▸ **PROBLEM TO SOLVE**: Please repeat the lines below, exactly and only, from the one that holds "PR #7337, opened 2026-01-23" through the one that holds "### Expected behavior".
[RECORDS SUPPLIED Boundary: Start]
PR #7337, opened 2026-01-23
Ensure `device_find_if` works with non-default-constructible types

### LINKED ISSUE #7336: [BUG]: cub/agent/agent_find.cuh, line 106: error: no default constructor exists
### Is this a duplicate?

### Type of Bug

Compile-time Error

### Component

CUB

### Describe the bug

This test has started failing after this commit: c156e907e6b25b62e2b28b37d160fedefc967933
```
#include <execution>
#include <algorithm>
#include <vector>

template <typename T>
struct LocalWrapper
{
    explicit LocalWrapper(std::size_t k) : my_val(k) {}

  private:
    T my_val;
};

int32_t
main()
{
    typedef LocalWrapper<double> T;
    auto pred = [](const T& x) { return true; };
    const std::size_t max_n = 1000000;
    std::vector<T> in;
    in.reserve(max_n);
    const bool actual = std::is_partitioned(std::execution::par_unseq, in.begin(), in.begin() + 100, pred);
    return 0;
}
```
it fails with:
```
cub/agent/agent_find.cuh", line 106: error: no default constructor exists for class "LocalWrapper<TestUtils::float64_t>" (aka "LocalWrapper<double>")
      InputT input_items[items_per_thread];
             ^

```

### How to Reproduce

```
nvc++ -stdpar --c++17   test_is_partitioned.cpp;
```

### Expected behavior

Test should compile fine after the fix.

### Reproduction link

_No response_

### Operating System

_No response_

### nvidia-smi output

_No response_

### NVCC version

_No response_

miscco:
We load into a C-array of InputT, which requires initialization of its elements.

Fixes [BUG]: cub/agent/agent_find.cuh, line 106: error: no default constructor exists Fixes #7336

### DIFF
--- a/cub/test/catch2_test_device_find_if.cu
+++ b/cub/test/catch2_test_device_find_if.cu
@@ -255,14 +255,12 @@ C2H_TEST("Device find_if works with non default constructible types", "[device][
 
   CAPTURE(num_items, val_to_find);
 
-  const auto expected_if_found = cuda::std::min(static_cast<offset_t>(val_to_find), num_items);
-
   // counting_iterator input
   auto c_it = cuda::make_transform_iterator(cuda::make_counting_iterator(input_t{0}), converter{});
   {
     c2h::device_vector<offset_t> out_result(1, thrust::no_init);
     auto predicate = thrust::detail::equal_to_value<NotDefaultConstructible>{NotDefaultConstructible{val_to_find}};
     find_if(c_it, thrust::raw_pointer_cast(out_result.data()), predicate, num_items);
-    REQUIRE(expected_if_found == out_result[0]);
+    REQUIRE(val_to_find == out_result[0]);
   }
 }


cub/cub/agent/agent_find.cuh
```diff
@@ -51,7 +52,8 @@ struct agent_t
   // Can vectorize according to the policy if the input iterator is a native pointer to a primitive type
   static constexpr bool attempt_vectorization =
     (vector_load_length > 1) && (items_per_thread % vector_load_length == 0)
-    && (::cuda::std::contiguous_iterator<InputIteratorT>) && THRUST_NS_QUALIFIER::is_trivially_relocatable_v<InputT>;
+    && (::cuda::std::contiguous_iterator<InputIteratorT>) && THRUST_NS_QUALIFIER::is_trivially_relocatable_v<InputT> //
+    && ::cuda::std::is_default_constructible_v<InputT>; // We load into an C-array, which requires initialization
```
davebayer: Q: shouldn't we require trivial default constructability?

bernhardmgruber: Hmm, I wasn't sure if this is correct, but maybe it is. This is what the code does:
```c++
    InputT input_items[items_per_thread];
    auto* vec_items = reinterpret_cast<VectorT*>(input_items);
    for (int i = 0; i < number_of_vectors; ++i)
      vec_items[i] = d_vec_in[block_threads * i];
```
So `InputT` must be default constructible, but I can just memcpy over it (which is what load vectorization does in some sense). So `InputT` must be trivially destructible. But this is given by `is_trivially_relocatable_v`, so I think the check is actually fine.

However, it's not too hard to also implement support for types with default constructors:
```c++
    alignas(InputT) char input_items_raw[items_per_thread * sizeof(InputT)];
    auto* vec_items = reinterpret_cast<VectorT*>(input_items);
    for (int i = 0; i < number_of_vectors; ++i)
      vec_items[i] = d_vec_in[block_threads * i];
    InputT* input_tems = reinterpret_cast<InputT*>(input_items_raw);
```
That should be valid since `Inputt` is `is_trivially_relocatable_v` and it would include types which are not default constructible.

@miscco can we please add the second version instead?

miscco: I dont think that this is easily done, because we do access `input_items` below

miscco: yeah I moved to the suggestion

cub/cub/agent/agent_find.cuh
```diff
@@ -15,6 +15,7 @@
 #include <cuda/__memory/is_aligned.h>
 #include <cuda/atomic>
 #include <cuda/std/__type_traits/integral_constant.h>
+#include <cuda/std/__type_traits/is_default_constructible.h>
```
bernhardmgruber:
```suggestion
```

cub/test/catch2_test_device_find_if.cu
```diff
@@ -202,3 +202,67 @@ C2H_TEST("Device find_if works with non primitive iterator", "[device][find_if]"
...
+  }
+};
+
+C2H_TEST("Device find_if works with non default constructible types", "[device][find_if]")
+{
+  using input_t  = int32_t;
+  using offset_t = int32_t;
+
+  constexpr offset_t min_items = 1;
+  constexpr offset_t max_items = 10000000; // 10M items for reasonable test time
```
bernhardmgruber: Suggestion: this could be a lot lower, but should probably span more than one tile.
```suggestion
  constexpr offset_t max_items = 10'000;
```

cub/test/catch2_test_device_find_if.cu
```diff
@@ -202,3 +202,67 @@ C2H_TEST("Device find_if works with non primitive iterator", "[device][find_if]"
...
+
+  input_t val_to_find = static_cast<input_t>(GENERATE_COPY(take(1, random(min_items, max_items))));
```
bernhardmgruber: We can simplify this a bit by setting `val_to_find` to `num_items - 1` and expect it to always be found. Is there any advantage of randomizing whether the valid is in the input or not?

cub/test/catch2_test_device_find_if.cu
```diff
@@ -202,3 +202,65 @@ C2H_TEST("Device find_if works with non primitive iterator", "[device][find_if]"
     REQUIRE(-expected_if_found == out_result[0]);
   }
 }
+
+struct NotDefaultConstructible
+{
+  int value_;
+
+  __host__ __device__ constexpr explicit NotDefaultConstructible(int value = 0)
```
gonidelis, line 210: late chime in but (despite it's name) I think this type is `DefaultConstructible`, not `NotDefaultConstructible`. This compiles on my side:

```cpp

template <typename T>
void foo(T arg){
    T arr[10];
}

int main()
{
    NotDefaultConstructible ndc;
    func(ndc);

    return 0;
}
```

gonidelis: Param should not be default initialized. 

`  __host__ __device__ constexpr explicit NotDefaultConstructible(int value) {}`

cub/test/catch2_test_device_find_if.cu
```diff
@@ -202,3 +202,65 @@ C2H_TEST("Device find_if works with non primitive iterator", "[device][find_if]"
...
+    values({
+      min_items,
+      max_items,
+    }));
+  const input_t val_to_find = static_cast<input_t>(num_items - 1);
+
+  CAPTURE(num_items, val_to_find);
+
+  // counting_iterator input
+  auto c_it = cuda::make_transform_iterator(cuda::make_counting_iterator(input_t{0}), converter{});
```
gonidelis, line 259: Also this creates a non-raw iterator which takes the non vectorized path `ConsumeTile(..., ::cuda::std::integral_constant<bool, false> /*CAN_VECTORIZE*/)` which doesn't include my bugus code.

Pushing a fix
[RECORDS SUPPLIED Boundary: End]
[RECORDS SUPPLIED Boundary: Start]
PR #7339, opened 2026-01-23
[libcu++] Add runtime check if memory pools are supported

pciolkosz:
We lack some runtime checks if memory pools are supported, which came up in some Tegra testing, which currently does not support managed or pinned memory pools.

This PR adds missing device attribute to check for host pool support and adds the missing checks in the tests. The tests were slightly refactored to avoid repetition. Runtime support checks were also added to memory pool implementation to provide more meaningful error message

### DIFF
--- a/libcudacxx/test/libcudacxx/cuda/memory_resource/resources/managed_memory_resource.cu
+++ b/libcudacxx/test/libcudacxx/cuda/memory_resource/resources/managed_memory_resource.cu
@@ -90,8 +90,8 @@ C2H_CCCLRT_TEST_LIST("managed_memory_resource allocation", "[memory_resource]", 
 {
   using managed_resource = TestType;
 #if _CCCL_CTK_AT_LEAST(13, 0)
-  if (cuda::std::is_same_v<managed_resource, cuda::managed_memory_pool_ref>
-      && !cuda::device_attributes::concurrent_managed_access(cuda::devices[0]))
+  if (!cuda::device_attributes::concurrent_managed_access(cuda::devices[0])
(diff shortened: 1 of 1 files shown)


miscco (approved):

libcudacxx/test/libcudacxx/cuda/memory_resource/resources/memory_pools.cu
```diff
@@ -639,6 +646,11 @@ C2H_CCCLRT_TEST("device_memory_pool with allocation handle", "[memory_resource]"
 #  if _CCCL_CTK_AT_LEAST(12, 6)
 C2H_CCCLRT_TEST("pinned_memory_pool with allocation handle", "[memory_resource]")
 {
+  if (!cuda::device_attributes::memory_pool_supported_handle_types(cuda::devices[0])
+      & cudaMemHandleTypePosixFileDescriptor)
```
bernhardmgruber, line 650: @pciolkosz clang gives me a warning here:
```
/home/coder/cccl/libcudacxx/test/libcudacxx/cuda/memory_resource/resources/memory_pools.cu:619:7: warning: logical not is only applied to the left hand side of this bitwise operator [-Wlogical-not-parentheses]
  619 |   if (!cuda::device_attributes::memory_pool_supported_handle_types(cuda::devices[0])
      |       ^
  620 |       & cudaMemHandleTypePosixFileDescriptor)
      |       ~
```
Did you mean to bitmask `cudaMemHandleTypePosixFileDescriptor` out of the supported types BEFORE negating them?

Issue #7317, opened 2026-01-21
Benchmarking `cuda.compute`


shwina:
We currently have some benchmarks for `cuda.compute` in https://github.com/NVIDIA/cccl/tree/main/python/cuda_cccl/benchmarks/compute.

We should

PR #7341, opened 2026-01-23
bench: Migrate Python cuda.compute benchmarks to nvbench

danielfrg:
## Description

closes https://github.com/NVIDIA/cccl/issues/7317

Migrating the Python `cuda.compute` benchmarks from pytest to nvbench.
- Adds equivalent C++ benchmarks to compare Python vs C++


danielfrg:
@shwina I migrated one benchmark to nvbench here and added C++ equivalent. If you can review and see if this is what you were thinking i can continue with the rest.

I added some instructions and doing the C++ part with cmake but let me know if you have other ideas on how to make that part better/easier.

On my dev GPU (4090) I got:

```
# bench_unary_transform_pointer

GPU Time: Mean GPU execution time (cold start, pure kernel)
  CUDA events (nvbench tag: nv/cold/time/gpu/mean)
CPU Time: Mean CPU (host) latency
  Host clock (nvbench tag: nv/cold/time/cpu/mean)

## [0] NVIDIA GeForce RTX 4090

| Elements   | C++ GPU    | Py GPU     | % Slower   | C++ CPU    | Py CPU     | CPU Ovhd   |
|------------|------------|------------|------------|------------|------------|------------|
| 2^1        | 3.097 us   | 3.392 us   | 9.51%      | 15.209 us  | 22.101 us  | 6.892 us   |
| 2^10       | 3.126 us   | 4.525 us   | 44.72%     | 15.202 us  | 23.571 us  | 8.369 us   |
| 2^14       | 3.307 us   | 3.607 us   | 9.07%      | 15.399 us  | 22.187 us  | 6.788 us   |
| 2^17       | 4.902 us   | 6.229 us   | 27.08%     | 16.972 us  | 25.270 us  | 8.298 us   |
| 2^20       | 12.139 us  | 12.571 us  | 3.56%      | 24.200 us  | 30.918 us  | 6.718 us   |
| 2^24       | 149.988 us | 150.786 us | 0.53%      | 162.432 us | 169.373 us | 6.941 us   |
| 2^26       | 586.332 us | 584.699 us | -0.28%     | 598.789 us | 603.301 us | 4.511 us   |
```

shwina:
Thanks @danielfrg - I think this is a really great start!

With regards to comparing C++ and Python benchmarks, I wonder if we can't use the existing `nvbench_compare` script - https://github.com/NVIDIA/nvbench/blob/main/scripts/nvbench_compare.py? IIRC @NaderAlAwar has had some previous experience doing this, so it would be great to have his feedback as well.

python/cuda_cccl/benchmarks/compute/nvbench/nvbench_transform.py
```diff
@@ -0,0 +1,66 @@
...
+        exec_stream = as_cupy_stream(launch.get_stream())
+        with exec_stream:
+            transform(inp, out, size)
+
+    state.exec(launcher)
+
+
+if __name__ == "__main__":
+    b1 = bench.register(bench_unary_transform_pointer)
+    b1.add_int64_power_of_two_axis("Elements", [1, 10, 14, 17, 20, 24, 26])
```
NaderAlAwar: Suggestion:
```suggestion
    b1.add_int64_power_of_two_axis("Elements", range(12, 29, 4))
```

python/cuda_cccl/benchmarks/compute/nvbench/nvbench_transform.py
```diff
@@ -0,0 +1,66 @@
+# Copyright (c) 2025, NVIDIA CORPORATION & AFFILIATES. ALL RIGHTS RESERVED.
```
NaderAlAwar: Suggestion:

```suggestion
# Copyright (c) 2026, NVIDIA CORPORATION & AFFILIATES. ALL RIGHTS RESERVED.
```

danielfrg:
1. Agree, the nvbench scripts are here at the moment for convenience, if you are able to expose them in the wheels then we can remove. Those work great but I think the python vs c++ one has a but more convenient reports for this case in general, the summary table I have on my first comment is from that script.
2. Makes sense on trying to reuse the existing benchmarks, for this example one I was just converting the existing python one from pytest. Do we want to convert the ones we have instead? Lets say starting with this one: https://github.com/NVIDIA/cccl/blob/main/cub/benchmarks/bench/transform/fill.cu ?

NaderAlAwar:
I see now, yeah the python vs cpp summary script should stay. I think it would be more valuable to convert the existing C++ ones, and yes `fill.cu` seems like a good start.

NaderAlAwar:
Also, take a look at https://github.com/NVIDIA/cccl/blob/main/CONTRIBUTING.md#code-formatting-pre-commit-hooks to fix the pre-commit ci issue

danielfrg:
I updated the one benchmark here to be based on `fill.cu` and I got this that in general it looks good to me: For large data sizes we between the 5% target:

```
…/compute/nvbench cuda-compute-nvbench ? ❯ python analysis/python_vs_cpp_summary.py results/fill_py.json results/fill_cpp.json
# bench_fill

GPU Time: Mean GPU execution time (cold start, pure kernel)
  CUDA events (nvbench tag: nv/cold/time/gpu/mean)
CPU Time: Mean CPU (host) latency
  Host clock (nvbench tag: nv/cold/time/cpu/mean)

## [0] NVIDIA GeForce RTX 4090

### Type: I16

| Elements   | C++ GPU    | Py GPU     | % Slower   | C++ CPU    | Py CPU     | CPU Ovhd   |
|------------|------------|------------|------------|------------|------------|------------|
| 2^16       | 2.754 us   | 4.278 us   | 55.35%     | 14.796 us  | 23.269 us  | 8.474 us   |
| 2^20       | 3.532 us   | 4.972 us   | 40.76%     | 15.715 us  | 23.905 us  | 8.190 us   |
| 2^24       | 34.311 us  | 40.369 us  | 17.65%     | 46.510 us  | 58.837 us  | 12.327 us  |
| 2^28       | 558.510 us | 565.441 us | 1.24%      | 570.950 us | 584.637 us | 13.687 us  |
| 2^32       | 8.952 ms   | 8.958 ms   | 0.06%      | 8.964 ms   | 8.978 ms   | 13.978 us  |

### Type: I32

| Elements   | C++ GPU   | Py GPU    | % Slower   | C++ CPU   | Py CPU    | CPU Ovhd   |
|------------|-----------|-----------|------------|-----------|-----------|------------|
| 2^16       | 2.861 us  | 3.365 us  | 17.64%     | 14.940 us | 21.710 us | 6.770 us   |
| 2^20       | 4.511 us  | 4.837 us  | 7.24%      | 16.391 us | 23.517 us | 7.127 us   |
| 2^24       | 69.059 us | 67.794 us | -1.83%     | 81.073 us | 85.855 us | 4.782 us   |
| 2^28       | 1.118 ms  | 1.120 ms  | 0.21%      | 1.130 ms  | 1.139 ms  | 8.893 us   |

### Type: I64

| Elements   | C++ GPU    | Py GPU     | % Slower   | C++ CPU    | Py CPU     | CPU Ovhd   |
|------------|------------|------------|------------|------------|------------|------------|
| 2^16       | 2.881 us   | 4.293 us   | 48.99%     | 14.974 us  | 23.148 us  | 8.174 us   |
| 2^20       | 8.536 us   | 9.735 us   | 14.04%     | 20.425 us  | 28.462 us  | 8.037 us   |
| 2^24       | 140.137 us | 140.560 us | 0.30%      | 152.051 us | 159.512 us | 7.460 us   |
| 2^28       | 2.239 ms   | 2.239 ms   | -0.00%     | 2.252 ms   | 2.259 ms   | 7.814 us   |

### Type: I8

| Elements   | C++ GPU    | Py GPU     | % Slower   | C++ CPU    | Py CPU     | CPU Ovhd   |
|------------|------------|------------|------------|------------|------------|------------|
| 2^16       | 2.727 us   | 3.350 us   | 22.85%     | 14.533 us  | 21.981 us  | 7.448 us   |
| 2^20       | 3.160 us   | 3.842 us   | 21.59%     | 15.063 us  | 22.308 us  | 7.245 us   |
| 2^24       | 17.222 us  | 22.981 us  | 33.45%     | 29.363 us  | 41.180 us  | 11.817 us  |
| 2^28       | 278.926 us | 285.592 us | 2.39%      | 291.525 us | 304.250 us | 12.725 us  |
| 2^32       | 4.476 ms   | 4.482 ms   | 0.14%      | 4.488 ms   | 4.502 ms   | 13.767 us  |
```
[RECORDS SUPPLIED Boundary: End]
[RECORDS SUPPLIED Boundary: Start]
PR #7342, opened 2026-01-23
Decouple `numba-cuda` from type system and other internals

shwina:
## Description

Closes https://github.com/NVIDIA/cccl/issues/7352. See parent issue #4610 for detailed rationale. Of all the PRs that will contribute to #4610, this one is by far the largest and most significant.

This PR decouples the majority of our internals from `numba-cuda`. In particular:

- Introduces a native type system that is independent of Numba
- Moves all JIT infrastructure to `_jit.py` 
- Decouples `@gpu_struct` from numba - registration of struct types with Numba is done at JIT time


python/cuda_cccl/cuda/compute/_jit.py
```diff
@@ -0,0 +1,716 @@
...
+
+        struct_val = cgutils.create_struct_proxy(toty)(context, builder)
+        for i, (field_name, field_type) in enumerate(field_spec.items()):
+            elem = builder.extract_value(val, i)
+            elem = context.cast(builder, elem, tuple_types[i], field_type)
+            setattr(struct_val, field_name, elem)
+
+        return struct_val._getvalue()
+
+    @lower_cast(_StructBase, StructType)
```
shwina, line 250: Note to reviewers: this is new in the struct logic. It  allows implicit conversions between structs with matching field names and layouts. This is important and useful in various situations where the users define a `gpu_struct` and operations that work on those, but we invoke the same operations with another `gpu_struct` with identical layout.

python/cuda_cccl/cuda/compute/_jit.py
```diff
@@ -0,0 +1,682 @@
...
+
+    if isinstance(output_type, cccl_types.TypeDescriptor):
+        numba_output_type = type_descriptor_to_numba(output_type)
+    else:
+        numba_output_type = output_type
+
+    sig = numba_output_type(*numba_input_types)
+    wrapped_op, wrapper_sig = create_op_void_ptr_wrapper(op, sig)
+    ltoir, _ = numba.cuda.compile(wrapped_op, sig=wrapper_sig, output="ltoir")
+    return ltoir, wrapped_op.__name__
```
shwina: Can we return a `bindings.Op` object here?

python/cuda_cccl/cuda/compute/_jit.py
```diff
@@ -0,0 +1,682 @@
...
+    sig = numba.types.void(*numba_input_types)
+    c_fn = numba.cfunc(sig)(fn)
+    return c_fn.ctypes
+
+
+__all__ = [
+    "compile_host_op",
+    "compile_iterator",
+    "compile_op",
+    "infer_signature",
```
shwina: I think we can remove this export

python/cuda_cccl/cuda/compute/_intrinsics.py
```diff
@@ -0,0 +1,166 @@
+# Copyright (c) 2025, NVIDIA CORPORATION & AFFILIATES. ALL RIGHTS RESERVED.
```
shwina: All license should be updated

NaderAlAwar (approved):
[RECORDS SUPPLIED Boundary: End]
▸ **EXERCISE RESULT**:
PR #7337, opened 2026-01-23
Ensure `device_find_if` works with non-default-constructible types

### LINKED ISSUE #7336: [BUG]: cub/agent/agent_find.cuh, line 106: error: no default constructor exists
### Is this a duplicate?

### Type of Bug

Compile-time Error

### Component

CUB

### Describe the bug

This test has started failing after this commit: c156e907e6b25b62e2b28b37d160fedefc967933
```
#include <execution>
#include <algorithm>
#include <vector>

template <typename T>
struct LocalWrapper
{
    explicit LocalWrapper(std::size_t k) : my_val(k) {}

  private:
    T my_val;
};

int32_t
main()
{
    typedef LocalWrapper<double> T;
    auto pred = [](const T& x) { return true; };
    const std::size_t max_n = 1000000;
    std::vector<T> in;
    in.reserve(max_n);
    const bool actual = std::is_partitioned(std::execution::par_unseq, in.begin(), in.begin() + 100, pred);
    return 0;
}
```
it fails with:
```
cub/agent/agent_find.cuh", line 106: error: no default constructor exists for class "LocalWrapper<TestUtils::float64_t>" (aka "LocalWrapper<double>")
      InputT input_items[items_per_thread];
             ^

```

### How to Reproduce

```
nvc++ -stdpar --c++17   test_is_partitioned.cpp;
```

### Expected behavior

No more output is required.